At the same time library allows to supply custom implementation of cache mechanism. In order to do that we need to implement Cache interface(com.squareup.picasso.Cache).
Having prepared the custom implementation we need to instantiate object of class Picasso using the provided builder. Such operation is shown in the Listing no. 18.

new Picasso.Builder(context).memoryCache(yourCacheImplementation).build();

Listing no. 18

From now on to use custom implementation of cache one needs to inject or pass previously constructed Picasso object!

Image transformations

Picasso allows to perform complex operations on images, however out-of-the-box only basic ones are provided. Resizing and rotation operations(these are the ones available by default) are accessible via methods with the same names, in fluent api style (see Listing no. 19).

Picasso.with(this).load(R.drawable.picture3).resize(400, 400).rotate(180).into(imageView);

Listing no. 19

More complex operation need to be done via Transformation (com.squareup.picasso.Transformation) interface. Exemplary implementation that rotates and skews the image is shown in Listing no. 20.

Picasso.with(this).load(R.drawable.picture3).transform(new RotateSkewTransformation()).into(imageView);

    private class RotateSkewTransformation implements Transformation {

        @Override
        public Bitmap transform(Bitmap source) {
            Matrix mat = new Matrix();
            mat.postRotate(90);
            mat.postSkew(0.3f, 0.3f);
            Bitmap bMapRotate = Bitmap.createBitmap(source, 0, 0, source.getWidth(), source.getHeight(), mat, true);           
            return bMapRotate;
        }

        @Override
        public String key() {
            return "RotateSkewTransformation_90_0.3";
        }
    }

Listing no. 20

Key() function must return unique key for transformation including its parameters(it is used for caching purposes).

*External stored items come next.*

Issue #3620, opened 2018-02-01
[Feature request] Auto visit spaceport and auto buy map options


clintonmead:
First of all, love the game, got a Bactrian and played through a good part of the Free Worlds war (didn't finish it though). Anyway now I've got the mechanics I'm thinking of doing a entire playthrough after the next release.

Enough about me, there's just two things I noticed I was doing upon landing everytime.

1. Checking the starport.
2. Buying the local map if I didn't have it complete already (as it's so cheap). 

I would like to add two options, namely "auto buy local map" and "auto check starport". So the first thing that will happen on landing is buying the local map if it's available in outfitting and your version is not complete, and then checking the starport. 

Of course these should be in preferences, and by default off, because there may be reasons why players don't want to do this.

I might get around with doing this myself at some point, by submitting a PR, but I'm not sure when I'll have the time to do that (I'd have to understand the code base a bit first) so I thought I'd drop it here for now incase you want to include it in your next release.

KiLEdEnNis:
it doesn't seem worth it to clutter the preferences with 2 options like this:
with the upcoming new spaceport system (the portraits which quite some people apparently dislike, including me)  it's not a good idea to do this at all
same reason for auto-buying a certain outfit upon landing; not worth to add new preferences for a tiny bit of automation

jafdy:
So this will come under the heading "too much automation" additionally any option that is disabled by default is unlikely to be added. In short, don't get your hopes up. Then again, you never know.

clintonmead:
In any case I’ll submit a PR sometime and if the devs don’t want to put it in mainline I’ll just offer it as a fork.

I was just inquiring because if the devs were interested I’d write it sooner but if they’re not I’ll just fork off the next release and anyone who is interested can use my fork.

KiLEdEnNis:
personally I'd wait for the *dev (singular, one man) to tell me if this feature would be worth it, but feel free to create it if ya want

clintonmead:
Indeed that’s what I meant KiLEdEnMis.

If the dev is interested I’ll try to get it in the main source otherwise sooner rather than later I’ll just write patch on the new version and host the fork on my own GitHub for whoever wants the feature to be able to use it.

tehhowch:
As I mention in your PR, moving the map info check into outfitter (to be like the refill ammo check) would be fine by me, and would let you only offer the option if the outfitter has a map, too (and reference the strength of the map as well).

[...]

PR #1292, opened 2016-07-03
add indicator for spaceport missions

MarcelineVQ:
Added an indicator to hint to the player when checking the spaceport will trigger a mission.
It's very easy to land on a planet and not check the spaceport. It's especially easy to not even know you need to check the spaceport. When you miss the opportunity to do this for a randomly given mission you have to wait until it hits the right random number again.
This seemed like a useful addition to alleviate some possible player frustration, I personally ran into the issue trying to start the freeworlds intros and get the story rolling because they rely on randomness and checking the spaceport panel.

alert

PR #3626, opened 2018-02-02
Added alerts for available starport missions and local maps

clintonmead:
As discussed in [issue 3620](https://github.com/endless-sky/endless-sky/issues/3620), here's a pull request implementing the following alerts (although the user must still take the actual action):

1. Alert when there is a mission waiting in the starport. (preference.txt option "Spaceport mission alert")
2. Alert when there is new local map information available in outfitting (preference.txt option "Local map available alert")

Note that the alerts to buy maps have the distance hard coded, instead of reading from the data file. As couldn't work out how to read it from the data file.

My pull request also has a bunch of whitespace changes, I couldn't entice my editor not to include them annoyingly.

### DIFF
--- a/source/PlayerInfo.cpp
+++ b/source/PlayerInfo.cpp
@@ -18,6 +18,7 @@ PARTICULAR PURPOSE.  See the GNU General Public License for more details.
 #include "DataNode.h"
 #include "DataWriter.h"
 #include "Dialog.h"
+#include "DistanceMap.h"
 #include "Files.h"
 #include "Format.h"
 #include "GameData.h"
@@ -53,7 +54,7 @@ using namespace std;
 void PlayerInfo::Clear()
 {
 	*this = PlayerInfo();
-	
+
 	Random::Seed(time(nullptr));
 	GameData::Revert();
 	Messages::Reset();
@@ -74,7 +75,7 @@ void PlayerInfo::New()
 {
 	// Clear any previously loaded data.
 	Clear();
-	
+
 	const StartConditions &start = GameData::Start();
 	// Copy any ships in the start conditions.
 	for(const Ship &ship : start.Ships())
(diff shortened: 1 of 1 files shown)


jafdy:
The first (`Spaceport mission alert`) has been noed it the past.

Amazinite:
>The first (Spaceport mission alert) has been noed it the past.

Reference: #1292

source/PlayerInfo.cpp
```diff
@@ -991,22 +995,45 @@ void PlayerInfo::Land(UI *ui)
...
+
+  // Alert when there's spaceport missions available
+  if (Preferences::Has("Spaceport mission alert") && hasSpaceport && MissionToOffer(Mission::SPACEPORT))
+  {
+    Messages::Add("There is a spaceport mission available.");
+    ui->Push(new Dialog("There is a spaceport mission available."));
+  }
+
+  // Alert when you can buy a map
+  if (Preferences::Has("Local map available alert") && hasOutfitter)
```
tehhowch: `if(Preferences.....`

source/PlayerInfo.cpp
```diff
@@ -991,22 +995,45 @@ void PlayerInfo::Land(UI *ui)
...
+  {
+    // Hard coded distance, this is ugly.
```
tehhowch: You've used spaces and not tabs.

clintonmead: The whole point of this is to display on the main screen so you don't have to mindlessly click the outfitter. 

It's actually probably a good idea to do an ammo alert as well. 

I think however the approach pull request [#1292](https://github.com/endless-sky/endless-sky/pull/1292) takes is better though, with the red exclamation point on the starport.

I'd like to the same for the outfitter with local maps, and as you mentioned, it's probably worth adding ammo refills. But I need this info before entering the outfitter, that's the whole point.

Unfortunately, as far as I can tell, it seems the outfitting logic, like "CanBuy()", is tightly coupled with the outfitting GUI, and you can't use the logic from outside the GUI. Although perhaps I've missed something.

clintonmead:
I'm closing this pull request because it seems the spaceport alert is only working for mainline missions anyway, not random missions.

I think the approach used in [#1292](https://github.com/endless-sky/endless-sky/pull/1292) is better. I'll try that approach, with both the spaceport and map info, and perhaps even a reloading alert. But I'll make a new PR for that.

mootootwo:
I like that you have made it configurable in preferences.  If the spaceport alert defaults to off, it will be more likely to pass approval where 1292 failed.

By default, loaded images obey limitations set to views in the layout (wrap_content, match_parent). However, after resizing the image, the library allows to choose whether the image should be centered and then cropped or maybe centered inside (and scaled up or down to match at least one dimension and not exceed the other, example in Listing no. 21)

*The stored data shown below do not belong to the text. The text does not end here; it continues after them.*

PR #3628, opened 2018-02-02
Hyperspace code cleanup and minimum entry distances

accursedCursive:
Attempt 2: Electric Boogaloo
Now it should be much cleaner.

**Code cleanup**
The hyperspace code was moved out of the Move() function, structured to better reflect the sequence of events (separated into intial, repeated, and transitional hyperspace events), and worded to be less vague.

**Functionality changes**
New features:
"border" attribute for systems, representing a region that a ship entering with hyperspace travel is unable to pass through. Hyperspace travel ends before this border is reached, and jumping ships are placed outside the border.
This border also affects the distribution of pre-existing fleets in a system, and adds to the maximum distance an AI can venture from the system centre.
To address numerous complaints of users entering a system only to immediately be in the firing range of more powerful ships, the border is set to 1000 by default, as most systems have occasional enemy ships and thus require a decent-sized border.

Alterations:
Hyperdrive travel ends when a ship is travelling below maximum speed, and slow enough that it could stop before reaching the target from its current location. This replaces the system where hyperspace travel would end when the ship was travelling slow enough to stop within 1000 units.
Jump Drive no longer scatters ships randomly: Positions in a fleet are retained, and a fleet will attempt to jump directly to a target, though the target will likely be within the border and thus the entry point will be moved.

Bugfixes:
Ships that are more than 1000 units away from yours in a hyperspace jump will no longer teleport closer, and instead smoothly glide closer. This effect might be a bit strong at long separation distances, feel free to tweak this part.

New issues:
As a "cruise" stage of hyperspace travel was necessary allow borders to affect each ship in a fleet individualy while still placing the entire fleet in one location, ships spend longer travelling at maximum hyperspace speed, which causes a framerate drop in asteroid-heavy systems (this was already an issue, now it's worse).

**Purpose of change**
The purpose of the code cleanup is to improve the understandability and moddability of hyperspace code by making it follow a predictable structure instead of a random structure that breaks when changed.

The purpose of the border is to improve gameplay quality by adding a new parameter to systems.
A smaller border (like the game is now) makes non-combat gameplay better, by keeping everything in a convenient distance of the ship.
A larger border makes combat better by having new ships not arrive within attack range of already present ships, thus adding more emphasis to ship traits other than health and damage.
As such, the size of a border should reflect how significant a role combat plays in that system.

### DIFF
--- a/source/AI.cpp
+++ b/source/AI.cpp
@@ -322,11 +322,16 @@ void AI::Step(const PlayerInfo &player)
 			++it;
 	}
 	for(const auto &it : ships)
-		if(it->Position().Length() >= MAX_DISTANCE_FROM_CENTER)
+    {
+	    double border = 0;
+	    if(it->GetSystem())
+            border = it->GetSystem()->Border();
+		if(it->Position().Length() >= MAX_DISTANCE_FROM_CENTER+border)
 		{
 			int &value = fenceCount[&*it];
 			value = min(FENCE_MAX, value + FENCE_DECAY + 1);
 		}
+    }
 	
 	const Ship *flagship = player.Flagship();
 	step = (step + 1) & 31;
@@ -1097,7 +1102,7 @@ void AI::MoveIndependent(Ship &ship, Command &command) const
 	if(target && !ship.IsYours() && !ship.GetPersonality().IsUnconstrained())
 	{
 		Point extrapolated = target->Position() + 120. * (target->Velocity() - ship.Velocity());
-		if(extrapolated.Length() >= MAX_DISTANCE_FROM_CENTER)
+		if(extrapolated.Length() >= MAX_DISTANCE_FROM_CENTER+ship.GetSystem()->Border())
 		{
 			MoveTo(ship, command, Point(), Point(), 40., .8);
 			if(ship.Velocity().Dot(ship.Position()) > 0.)
--- a/source/AI.cpp
+++ b/source/AI.cpp
@@ -322,16 +322,16 @@ void AI::Step(const PlayerInfo &player)
 			++it;
 	}
 	for(const auto &it : ships)
-    {
-	    double border = 0;
-	    if(it->GetSystem())
-            border = it->GetSystem()->Border();
+	{
+		double border = 0;
+		if(it->GetSystem())
+			border = it->GetSystem()->Border();
 		if(it->Position().Length() >= MAX_DISTANCE_FROM_CENTER+border)
 		{
 			int &value = fenceCount[&*it];
 			value = min(FENCE_MAX, value + FENCE_DECAY + 1);
 		}
-    }
+	}
 	
 	const Ship *flagship = player.Flagship();
 	step = (step + 1) & 31;
@@ -2730,11 +2730,11 @@ double AI::RendezvousTime(const Point &p, const Point &v, double vp)
 	// to intersect the target?
 	// (p.x + v.x*t)^2 + (p.y + v.y*t)^2 = vp^2*t^2
 	// p.x^2 + 2*p.x*v.x*t + v.x^2*t^2
-	//    + p.y^2 + 2*p.y*v.y*t + v.y^2t^2
-	//    - vp^2*t^2 = 0
+	//	+ p.y^2 + 2*p.y*v.y*t + v.y^2t^2
+	//	- vp^2*t^2 = 0
 	// (v.x^2 + v.y^2 - vp^2) * t^2
-	//    + (2 * (p.x * v.x + p.y * v.y)) * t
-	//    + (p.x^2 + p.y^2) = 0
+	//	+ (2 * (p.x * v.x + p.y * v.y)) * t
+	//	+ (p.x^2 + p.y^2) = 0
 	double a = v.Dot(v) - vp * vp;
 	double b = 2. * p.Dot(v);
 	double c = p.Dot(p);
--- a/source/Ship.cpp
+++ b/source/Ship.cpp
@@ -721,7 +721,7 @@ void Ship::Place(Point position, Point velocity, Angle angle)
 	slowness = 0.;
 	isInvisible = !HasSprite();
 	jettisoned.clear();
-	hyperspaceCount = 0;
+	hyperCount = 0;
 	forget = 1;
 	targetShip.reset();
 	shipToAssist.reset();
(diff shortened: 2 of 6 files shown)


source/AI.cpp
```diff
@@ -322,11 +322,16 @@ void AI::Step(const PlayerInfo &player)
 			++it;
 	}
 	for(const auto &it : ships)
-		if(it->Position().Length() >= MAX_DISTANCE_FROM_CENTER)
+    {
```
tehhowch: You still have spaces for indentations in many places.

source/AI.cpp
```diff
@@ -322,11 +322,16 @@ void AI::Step(const PlayerInfo &player)
...
+	    double border = 0;
+	    if(it->GetSystem())
+            border = it->GetSystem()->Border();
+		if(it->Position().Length() >= MAX_DISTANCE_FROM_CENTER+border)
```
tehhowch: You need spaces between binary operators like `+`

Additionally, I don't think it is correct to add these values. You likely want to consider only the maximum value.

source/Ship.cpp
```diff
@@ -721,7 +721,7 @@ void Ship::Place(Point position, Point velocity, Angle angle)
 	slowness = 0.;
 	isInvisible = !HasSprite();
 	jettisoned.clear();
-	hyperspaceCount = 0;
+	hyperCount = 0;
```
tehhowch: Why rename this variable? `hyperCount` is less clear than `hyperspaceCount`

source/Ship.cpp
```diff
@@ -1368,6 +1264,152 @@ void Ship::Move(vector<Visual> &visuals, list<shared_ptr<Flotsam>> &flotsam)
 
 
 
+// Performs one step of the hyperspace animation. (This is called by Move().)
+void Ship::IterateHyperspace(vector<Visual> &visuals)
+{
+	// Don't apply external acceleration while jumping.
+	acceleration = Point();
+	
+	// Initial segment
```
tehhowch: Comments are to be full sentences.

source/Ship.cpp
```diff
@@ -1368,6 +1264,152 @@ void Ship::Move(vector<Visual> &visuals, list<shared_ptr<Flotsam>> &flotsam)
...
+				if(object.GetPlanet() && object.GetPlanet()->HasSpaceport())
+				{
+					hyperTarget = object.Position();
+					break;
+				}
+		}
+	}
+	
+	// Repeated segment
+	int hyperspaceRate = hyperspaceSystem ? 1 : -1; // Postive values move towards transition, negative values move away
```
tehhowch: Inline comments do not meet the style guide.

source/Ship.cpp
```diff
@@ -1368,6 +1264,152 @@ void Ship::Move(vector<Visual> &visuals, list<shared_ptr<Flotsam>> &flotsam)
...
+		fuel -= hyperspaceFuelCost / hyperSteps;
+	
+	if(GetParent() && GetParent()->currentSystem == currentSystem)
+	{
+		hyperOffset = position+velocity - GetParent()->position; // Allows formation to be held through hyperspace
+		double length = hyperOffset.Length();
+		if(length > fleetRadius) // Condense fleet around leader
+		{
+			Point offsetFromDesired = hyperOffset-hyperOffset*(fleetRadius/length);
+			position -= offsetFromDesired*((0.05+0.05*hyperCount)/hyperSteps); // This calculation is arbitrary, and chosen to look good in-game
```
tehhowch: Operator spacing

source/Ship.cpp
```diff
@@ -1368,6 +1264,152 @@ void Ship::Move(vector<Visual> &visuals, list<shared_ptr<Flotsam>> &flotsam)
...
+	{
+		if (hyperCount <= hyperSteps){ // If false, the ship is a cruising stage of hyperspace travel
+			velocity += (hyperAcceleration * hyperspaceRate) * angle.Unit();
+		}
+
+		if(velocity.Length() <= MaxVelocity() && !hyperspaceSystem)
+		{
+			double stoppingDistance = .5 * velocity.LengthSquared() / Acceleration(); //Distance ship travels while decelerating
+			double turnDistance = velocity.Length() * 150. / TurnRate(); //Distance ship travels before it can start decelerating
+			if (stoppingDistance+turnDistance <= (hyperTarget-position).Length())
```
tehhowch: `if(`, not `if (`
Operator spacing.

source/Ship.cpp
```diff
@@ -1368,6 +1264,152 @@ void Ship::Move(vector<Visual> &visuals, list<shared_ptr<Flotsam>> &flotsam)
...
+		// traveling in, so that when you decelerate there will not be a
+		// sudden shift in direction at the end.
+		velocity = velocity.Length() * angle.Unit();
+		
+		double borderRadius = currentSystem->Border();
+		
+		// Hyper Drive Transition
+		if(!isUsingJumpDrive)
+		{
+			Angle inverseAngle = Angle(-angle.Degrees());
```
tehhowch: ?

source/Ship.cpp
```diff
@@ -1368,6 +1264,152 @@ void Ship::Move(vector<Visual> &visuals, list<shared_ptr<Flotsam>> &flotsam)
...
+			double hyperStopDistance = (hyperSteps * hyperSteps) * .5 * hyperAcceleration;
+			double cruiseDistance = max(0.0, borderRadius-targetRotated.Y()+fleetRadius); // The furthest a ship could possibly have to be set back by to decelerate before the border
+			
+			position = (hyperTarget - (hyperStopDistance+cruiseDistance) * angle.Unit());
+			position += hyperOffset;
+			
+			Point offsetTargetRotated = inverseAngle.Rotate(hyperTarget+hyperOffset); // Like targetRotated, but taking into account the offset of the target.
+			if(abs(offsetTargetRotated.X()) < borderRadius)
+			{
+				cruiseDistance -= max(0.0, borderRadius*cos(asin(offsetTargetRotated.X()/borderRadius))-offsetTargetRotated.Y()); // How far into the border the ship has to go to reach its target
```
tehhowch: Why are you using trig functions instead of vector math?

source/Ship.h
```diff
@@ -469,11 +471,15 @@ class Ship : public Body, public std::enable_shared_from_this<Ship> {
 	// hyperspacing, and exploding. Each one must track some special counters:
 	const Planet *landingPlanet = nullptr;
 	
-	int hyperspaceCount = 0;
-	const System *hyperspaceSystem = nullptr;
-	bool isUsingJumpDrive = false;
+	int hyperSteps;
+    double hyperAcceleration;
```
tehhowch: More spaces that should be tabs.

source/System.h
```diff
@@ -181,6 +183,7 @@ class System {
 	std::vector<FleetProbability> fleets;
 	double habitable = 1000.;
 	double asteroidBelt = 1500.;
+	double border = 1000.;
```
tehhowch: This should be `400.` not `1000.`

source/Ship.cpp
```diff
@@ -1368,6 +1264,152 @@ void Ship::Move(vector<Visual> &visuals, list<shared_ptr<Flotsam>> &flotsam)
...
+		{
+			Point offsetFromDesired = hyperOffset-hyperOffset*(fleetRadius/length);
+			position -= offsetFromDesired*((0.05+0.05*hyperCount)/hyperSteps); // This calculation is arbitrary, and chosen to look good in-game
+		}
+	}
+	
+	//Hyper Drive Repeat
+	if(!isUsingJumpDrive)
+	{
+		if (hyperCount <= hyperSteps){ // If false, the ship is a cruising stage of hyperspace travel
```
tehhowch: Inline comment
Braces must always be on a new line following parentheses.
Braces are also optional for single-statement blocks such as this one.

source/Ship.cpp
accursedCursive: Consistency: A lot of variables needed to be prefix with "hyperspace" to remove ambiguity, but formulas were becoming very long with the extensive variable names, so those variables were instead just prefixed with "hyper". `hyperspaceCount` was the only exception to the prefixing pattern, so to improve code consistency it was changed.

source/System.h
accursedCursive: 1000 is the sweet spot where it's not a nuisance in systems that have little combat, but point-blank engagements are still usually avoided.
It's surprisingly close-range, you can't really have the border get any smaller before the currently-existent gameplay issues return.

source/Ship.cpp
tehhowch: Use multiple lines.
General style used here is a double indent relative to the first line.
```
this = other
        + stuff
        + more stuff
```

source/System.h
tehhowch: I would save changing the default value for every person who plays the game for its own discussion.

source/Ship.cpp
accursedCursive: Multiple lines for what?
There's no formulas in this code long enough to justify the usage of multiple lines.

jafdy: You just said they where getting very long, and now you are saying that they are not long enough to use more than one line.

source/Ship.cpp
jafdy: Anytime you see a cos(arcsin()) or a sin(arcos()) there is almost always a better way to do it. In all my time doing maths there has never been a good reason to use either of those, the only time they might appear is while integrating.

source/System.h
jafdy: This is a balance change so should get it's own PR separate from this under-the-hood change. Changing the default will make this a hard PR to merge.

jafdy:
What does a border of 1000 mean?

source/System.h
accursedCursive: You can always edit and merge. But I strongly suggest you keep it at 1000, and then choose peaceful systems to have smaller borders. It's not an arbitrary number, it really is what's best.

accursedCursive:
A border of 1000 means that any ship entering the system will exit hyperspace before coming within 1000 units of the star.

source/Ship.cpp
mattsoulanille: [cos(arcsin(x)) = sqrt(1-x^2)](http://www.wolframalpha.com/input/?i=cos(arcsin(x)))

geojak:
thumbs up for a real attempt (not only talking about it as many including me do) in fixing a existing issue in the game (atleast an issue for me in my play experience of ES)

even if some don't like the idea of the boarders. this might still be worth a merge for the additional functionality for personal mods and game changes.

Picasso.with(this).load(R.drawable.picture3).resize(imageView.getWidth
(), imageView.getHeight()).centerInside().into(imageView);

Picasso.with(this).load(R.drawable.picture3).resize(imageView2.getWidt
h(), imageView2.getHeight()).centerCrop().into(imageView2);

Listing no. 21

The effect of code from Listing no. 21 is visible in the Image no. 1. Upper view contains image with centerInside() operation, lower one with centerCrop().
transform activity

To be continued…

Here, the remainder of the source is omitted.